Input for this task:
*** Begin section ***

PR #1411, opened 2020-09-22
Styles: Add fallbacks for downstreams

cassidyjames:
Fixes https://github.com/pop-os/shop/issues/215. Does not affect or override styles on elementary OS.

### DIFF
--- a/data/io.elementary.appcenter.gresource.xml
+++ b/data/io.elementary.appcenter.gresource.xml
@@ -4,6 +4,7 @@
     <file alias="application.css" compressed="true">styles/application.css</file>
     <file alias="arrow.css" compressed="true">styles/arrow.css</file>
     <file alias="categories.css" compressed="true">styles/categories.css</file>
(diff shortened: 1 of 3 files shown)


danrabbit:
Can we add these to the widgets they effect instead of to the whole screen?

cassidyjames:
@danrabbit sure, though I think we use palette colors for the update badge, default application header background, and categories. Does adding it for the whole screen hurt anything in this case, or would it be better to add it three times?

danrabbit:
My understanding is that this pulls in the provider for the construction of all style contexts, even ones that don't use it. So I think it's less efficient, especially as we have more widgets on screen. I could be wrong about this though and maybe it's negligible

danrabbit:
Poked someone about it and they said probably not a significant performance impact

danrabbit (approved):
I can confirm that this resolves issues when using Adwaita and I don't see any impact in Greenfield

Issue #1403, opened 2020-09-04
"runtime Flatpak runtime" updates showing under OS updates


cassidyjames:
As of today running master on my elementary OS 6 install, I am getting two updates listed under Operating System Updates, both called "runtime Flatpak runtime". Hitting "Update" doesn't appear to do anything.

Running `flatpak update` outputs:

```
 1.     org.gnome.Platform.Locale    3.36      u     flathub    < 323.0 MB (partial)
 2.     org.gnome.Platform           3.36      u     flathub    < 324.5 MB
```

Performing the Flatpak update from Terminal indeed gets rid of the OS updates listed in AppCenter.

cassidyjames:
As a note: this prevents Flatpak app updates on affected systems. We also are not getting any sort of error dialog, the install just fails silently and the updates remain showing up.

janxkoci:
I see this also in Hera, before I could see which runtimes are getting updated, now they are all listed with the same generic "name".

Also, after the same recent update, flatpak updates started to show up in AppCenter even on a netbook where I never used Sideload and installed two flatpak apps just from the terminal. Not getting automatic updates worked great for me as the netbook has just 32GB eMMC drive, but now flatpaks show up mixed with other updates. It's quite annoying, since I explicitly didn't allow AppCenter to handle flatpaks on this machine.

davidmhewitt:
> I see this also in Hera

Yes, we already know about this issue (which is why this issue report exists) and there is already a fix pending for it.

> Not getting automatic updates worked great for me 

AppCenter doesn't do automatic updates? You have to open it and click the update button.

> since I explicitly didn't allow AppCenter to handle flatpaks on this machine.

The fact that AppCenter couldn't update/manage packages that were installed systemwide before was a limitation of AppCenter, not that you had "disallowed" AppCenter to update them by installing them with the terminal. Flatpak packages are larger than traditional packages, yes, but you already have them installed. Updating them shouldn't cause much extra disk space utilisation, so I hope this isn't an issue.

However, if you want to handle your updates individually, then the terminal is probably better suited for this job. Please feel free to open any additional issue reports that you feel could improve this situation, but this is irrelevant discussion for this bug that will get lost when the bug is closed.

janxkoci:
Sorry, I only seen elementary OS 6 mentioned in the description, so I thought I will give heads up about Hera too, in case it was not known.

[...]

PR #1414, opened 2020-09-24
FlatpakBackend: Fix stuck updates issue

davidmhewitt:
Fixes part of #1403 (The names are still not displayed correctly, but they are updated now)

It turns out if you invert your booleans and don't actually tell flatpak to update any packages, things go a bit awry when you try to update flatpak packages.

I have no idea who wrote this code originally. Hint: *it definitely wasn't me* :grimacing:

### DIFF
--- a/src/Core/FlatpakBackend.vala
+++ b/src/Core/FlatpakBackend.vala
@@ -1094,7 +1094,7 @@ public class AppCenterCore.FlatpakBackend : Backend, Object {
         }
 
         if (user_updates.length > 0) {
-            run_user = false;
+            run_user = true;
             transactions++;
         }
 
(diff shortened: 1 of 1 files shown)


danrabbit (approved):
Huzzah!

src/Core/FlatpakBackend.vala
```diff
@@ -1130,6 +1130,14 @@ public class AppCenterCore.FlatpakBackend : Backend, Object {
             return false;
         }
 
+        try {
+            foreach (var bundle_id in ids) {
```
tintou, line 1134: `foreach (unowned string bundle_id in ids) {` is required to avoid copying the string ;)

*** End section ***

Work request: After locating the line holding "under OS updates" above, output exactly that line and every line after it through the line holding "As a note: this". Include nothing else.

Output for this task:
"runtime Flatpak runtime" updates showing under OS updates


cassidyjames:
As of today running master on my elementary OS 6 install, I am getting two updates listed under Operating System Updates, both called "runtime Flatpak runtime". Hitting "Update" doesn't appear to do anything.

Running `flatpak update` outputs:

```
 1.     org.gnome.Platform.Locale    3.36      u     flathub    < 323.0 MB (partial)
 2.     org.gnome.Platform           3.36      u     flathub    < 324.5 MB
```

Performing the Flatpak update from Terminal indeed gets rid of the OS updates listed in AppCenter.

cassidyjames:
As a note: this prevents Flatpak app updates on affected systems. We also are not getting any sort of error dialog, the install just fails silently and the updates remain showing up.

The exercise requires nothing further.